Dr Williams: Certainly the teaching of Jesus - whatever Christians have done with it - is incompatible with any violence to force people to become Christians. Jesus tells his followers to 'make all nations his disciples', and you could understand this as making sure everyone learns from them what they need to learn about God. But it is a text that has so often been misused to imply that the job of the Church is some sort of world domination rather than the unversal sharing of an understanding of God and an invitation to serve and love God.

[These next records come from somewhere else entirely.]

PR #318, opened 2019-11-28
Ux 131 dropdown keyboard accessible

tristanjasper:
### Purpose 🚀

Adding keyboard shortcuts to dropdown component item navigation.
Side notes:
- On opening the menu the first element will get focus
- Disabled items should also be focusable as per https://www.w3.org/TR/wai-aria-practices/#keyboard-interaction-12
- Modified `RawButton` component to prioritize `tabIndex` prop over `isDisabled` prop to dictate if it can receive focus.

### Notes ✏️

### Updates 📦

### Storybook 📕
http://storybooks.highbond-s3.com/paprika/ux-131-dropdown-keyboard-accessible

### Screenshots 📸
dropdown-keyboard

### References 🔗

### DIFF
--- a/packages/DropdownMenu/src/DropdownMenu.js
+++ b/packages/DropdownMenu/src/DropdownMenu.js
@@ -86,6 +86,8 @@ function DropdownMenu(props) {
       focusAndSetIndex(0);
     } else if (event.key === "End") {
       focusAndSetIndex(dropdownLastItemIndex);
+    } else if (event.key === "Enter" || event.key === " ") {
+      // do nothing
     } else {
       handleCloseMenu();
     }
@@ -154,12 +156,6 @@ function DropdownMenu(props) {
       align={align}
       offset={popoverOffset}
       isOpen={isOpen}
-      onOpen={() => {
-        console.log("calling on open dropdown");
-      }}
-      onDelayedOpen={() => {
-        console.log("calling on delayed open dropdown");
-      }}
       onClose={() => {
         if (!isConfirming) handleCloseMenu();
       }}
@@ -167,16 +163,7 @@ function DropdownMenu(props) {
       {...moreProps}
     >
       <Popover.Trigger>{renderTrigger()}</Popover.Trigger>
-      <Popover.Content
-        onOpen={() => {
-          console.log("calling on open content dropdown");
-        }}
-        onDelayedOpen={() => {
-          console.log("calling on delayed open content dropdown");
-        }}
-        id={menuId.current}
-        role={!isConfirming ? "menu" : null}
-      >
+      <Popover.Content id={menuId.current} role={!isConfirming ? "menu" : null}>
         {isOpen && <Popover.Card>{renderContent()}</Popover.Card>}
       </Popover.Content>
     </Popover>
--- a/packages/DropdownMenu/src/DropdownMenu.js
+++ b/packages/DropdownMenu/src/DropdownMenu.js
@@ -79,6 +79,8 @@ const DropdownMenu = props => {
       const confirmationComponent = renderConfirmation(handleCloseMenu);
       return React.cloneElement(confirmationComponent, {
         align,
+        edge,
+        defaultIsOpen: true,
         getPositioningElement: () => document.getElementById(triggerId.current),
         offset: popoverOffset,
         onClose: handleCloseMenu,
--- a/packages/DropdownMenu/src/DropdownMenu.js
+++ b/packages/DropdownMenu/src/DropdownMenu.js
@@ -32,7 +32,6 @@ const DropdownMenu = props => {
   const [isOpen, setIsOpen] = React.useState(false);
   const [isConfirming, setIsConfirming] = React.useState(false);
   const [renderConfirmation, setRenderConfirmation] = React.useState(null);
-
   const triggerRef = React.useRef(null);
   const menuId = React.useRef(uuid());
   const triggerId = React.useRef(uuid());
@@ -41,10 +40,8 @@ const DropdownMenu = props => {
     setIsOpen(false);
 
     if (isConfirming) {
-      setTimeout(() => {
-        setIsConfirming(false);
-        setRenderConfirmation(null);
-      }, 0);
+      setIsConfirming(false);
+      setRenderConfirmation(null);
     }
 
     if (triggerRef.current) triggerRef.current.focus();
--- a/packages/DropdownMenu/src/DropdownMenu.js
+++ b/packages/DropdownMenu/src/DropdownMenu.js
@@ -57,8 +57,8 @@ function DropdownMenu(props) {
 
   const handleOpenMenu = () => {
     setIsOpen(true);
-    // https://github.com/acl-services/paprika/issues/131 #6
-    // Todo should be called via an onOpen callback via popover mounting content rather than timeout.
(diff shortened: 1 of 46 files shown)


packages/DropdownMenu/src/DropdownMenu.js
```diff
@@ -49,10 +58,42 @@ const DropdownMenu = props => {
...
   };
 
   const extractedChildren = extractChildren(children, ["DropdownMenu.Trigger"]);
 
+  const dropdownLastItemIndex =
+    React.Children.toArray(
+      extractedChildren.children.filter(
+        child =>
+          child.type &&
+          (child.type.displayName === "DropdownMenu.Item" || child.type.displayName === "DropdownMenu.LinkItem")
```
tristanjasper: Being specific as we do not want to include the Dropdown.Divider in this count

packages/DropdownMenu/src/DropdownMenu.js
```diff
@@ -49,10 +58,42 @@ const DropdownMenu = props => {
...
+    ).length - 1;
+
+  const onKeyDown = (event, currentIndex) => {
+    if (event.key === "ArrowDown") {
+      const indexToFocus = currentIndex === dropdownLastItemIndex ? 0 : currentIndex + 1;
+      focusAndSetIndex(indexToFocus);
+    } else if (event.key === "ArrowUp") {
+      const indexToFocus = currentIndex === 0 ? dropdownLastItemIndex : currentIndex - 1;
+      focusAndSetIndex(indexToFocus);
+    } else if (event.key === "Home") {
```
tristanjasper: As discussed with @mikrotron `ArrowRight` and `ArrowLeft` keys should only be relevant if the dropdown Item has nest submenus, otherwise those keys should just close the menu

packages/DropdownMenu/src/DropdownMenu.js
```diff
@@ -49,10 +58,42 @@ const DropdownMenu = props => {
...
+      focusAndSetIndex(0);
+    } else if (event.key === "End") {
+      focusAndSetIndex(dropdownLastItemIndex);
+    } else if (event.key === "Enter" || event.key === " ") {
+      // do nothing
```
tristanjasper: If i do not intercept these keys then this cause the popover content to flash and reopen the menu. This I believe is due to the default browser behaviour of these events happening.

packages/DropdownMenu/src/components/Item/Item.js
```diff
@@ -28,27 +31,39 @@ const propTypes = {
...
+    onClose,
+    onShowConfirmation,
+    renderConfirmation,
+    onKeyDown,
+    ...moreProps
+  } = props;
 
   const handleClickItem = () => {
-    onClick();
+    onClick(children);
```
tristanjasper: returning the children here to the consuming application click handler, although perhaps it isn't required as they can get the value themselves as the onClick is on each item.. 🤷‍♂ I decided it doesn't hurt to pass it though

packages/DropdownMenu/src/components/Item/Item.js
```diff
@@ -28,27 +31,39 @@ const propTypes = {
...
     onClose();
   };
 
   const itemProps = {
     onClick: renderConfirmation !== null ? onShowConfirmation : handleClickItem,
     role: "menuitem",
+    className: "dropdown-item",
```
tristanjasper: Adding the classname so that the on onFocus event can get the right element - https://github.com/acl-services/paprika/pull/318/files#diff-edd13737a415dcf236bf45816da474cbR42

packages/DropdownMenu/src/components/Item/Item.js
```diff
@@ -28,27 +31,39 @@ const propTypes = {
...
+    onKeyDown,
     isDestructive,
   };
 
   return (
-    <RawButton hasInsetFocusStyle css={ItemStyles} {...itemProps} {...moreProps}>
+    <RawButton tabIndex={0} hasInsetFocusStyle css={ItemStyles} {...itemProps} {...moreProps}>
```
tristanjasper: I am setting the tabIndex specifically as 0 so that even if this item is disabled it can take focus. This has required a small change in how the `RawButton` component evaluates tab index. https://github.com/acl-services/paprika/pull/318/files#diff-57b7f13a30b6174f5a9c7477773ad940R99

packages/DropdownMenu/src/components/LinkItem/LinkItem.js
```diff
@@ -2,27 +2,32 @@ import React from "react";
...
+  onKeyDown: () => {},
 };
 
 const LinkItem = props => {
-  const { children, isExternal, link, ...moreProps } = props;
+  const { children, onKeyDown, isExternal, link, ...moreProps } = props;
 
   const linkItemProps = {
     role: "menuitem",
+    className: "dropdown-item",
```
tristanjasper: This is pretty much the same as what is being applied to the `Item.js` component. I think we should perhaps consolidate much of the code between `Item.js` and `LinkItem.js` so  we keep it DRY.

packages/RawButton/src/RawButton.js
```diff
@@ -86,7 +96,7 @@ const RawButton = React.forwardRef((props, ref) => {
       onKeyDown={handleKeyDown}
       onKeyUp={handleKeyUp}
       ref={rawButtonRef}
-      tabIndex={isDisabled ? null : tabIndex}
+      tabIndex={getTabIndex()}
```
tristanjasper: Changing so that if there is a tabIndex provided on the component it uses it, rather than the `disabled` prop overriding it. In the case of a menubar we want even disabled items to be focusable.

packages/DropdownMenu/src/DropdownMenu.js
```diff
@@ -27,15 +27,24 @@ const defaultProps = {
...
+  const [currentFocusIndex, setFocusIndex] = React.useState(0);
   const triggerRef = React.useRef(null);
   const menuId = React.useRef(uuid());
   const triggerId = React.useRef(uuid());
 
+  const dropdownListRef = React.useRef(null);
+
+  function focusAndSetIndex(index) {
+    if (dropdownListRef && dropdownListRef.current && index !== undefined)
+      dropdownListRef.current.querySelectorAll(".dropdown-item")[index].focus();
```
oscarkwan: We could use pka-anchors instead

packages/DropdownMenu/src/components/LinkItem/LinkItem.js
```diff
@@ -2,27 +2,32 @@ import React from "react";
...
 };
 
 const defaultProps = {
   isExternal: false,
+  onKeyDown: () => {},
 };
 
 const LinkItem = props => {
-  const { children, isExternal, link, ...moreProps } = props;
+  const { children, onKeyDown, isExternal, link, ...moreProps } = props;
```
oscarkwan: add some description for aria label if its isExternal

packages/DropdownMenu/src/DropdownMenu.js
tristanjasper: 👌

packages/DropdownMenu/src/components/LinkItem/LinkItem.js
tristanjasper: 🆗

Going back to prayer for a moment, it's is a deeply personal thing, and it is a time when each member of God's people recognises that, as​ part of God's people, they are God's children (compare Hosea 11, where the people of Israel as a whole are 'God's son') and so can pray to God as 'Father'. This was certainly a distinctive emphasis in Jesus' teaching and was one of the things that was most vividly remembered about it; but this should not lead us to think that he invented it. As in the rest of the Sermon, he is calling the Jewish people to take up their true inheritance and calling, by remembering that God loves them and is faithful to them as a father. The 'Lord's Prayer' is a prayer to this faithful father to support his people day by day and above all in the face of the coming time of trial, when the world is brought to judgment and the 'age that is coming' will begin. It's a prayer that the new age will soon arrive ('thy kingdom come, thy will be done') – and a prayer that when it does we shall be ready for it.

And this takes us back to where we started with the Beatitudes. God's people must live in trust, and not exaggerate their own resources and strength. This is the rock on which their future is founded. To the extent that Christians believed (and believe) that they have to live up to the same standards as the Jewish people – even if they came to believe that the 'ceremonial' law does not apply to those who are not ethnically Jews – they can hear all these words as addressed to them. But they make no sense unless we remember that they are first addressed to faithful Jews by a faithful Jew, who is in no way trying to overthrow the obligations of the covenant, only to deepen and reinforce the integrity of those called to belong to God.

Irene: Yes, this is the teaching of the Israeli national anthem – HaTikvah (The Hope). We can only be a free people if we hope in the one true G-d, who is our rock and our redeemer. We do not believe that you have to belong to the Jewish people, or be ethnically or religiously Jewish, to realize this type of hope. On the contrary, the teachings contained in our article, if followed in the spirit as well as in the letter, are there for everyone. They are Jewish teachings and Jewish teachings are always reinterpreted for the times we are living in.

Rowan, I have enjoyed writing this article on the Beatitudes with you. I hope our joint article speaks to hearts and minds at a time when the Jewish community world-wide is under threat from all sides and from every quarter.

And although the Church consists of one third of the entire world population at around 2.5 billion people, whereas the Jewish people only represent 15 million, if the Jews were to disappear, the world would be a truly desolate place, as evidenced by all those countries in Europe with formerly flourishing Jewish populations, which are now Judenrein and floundering.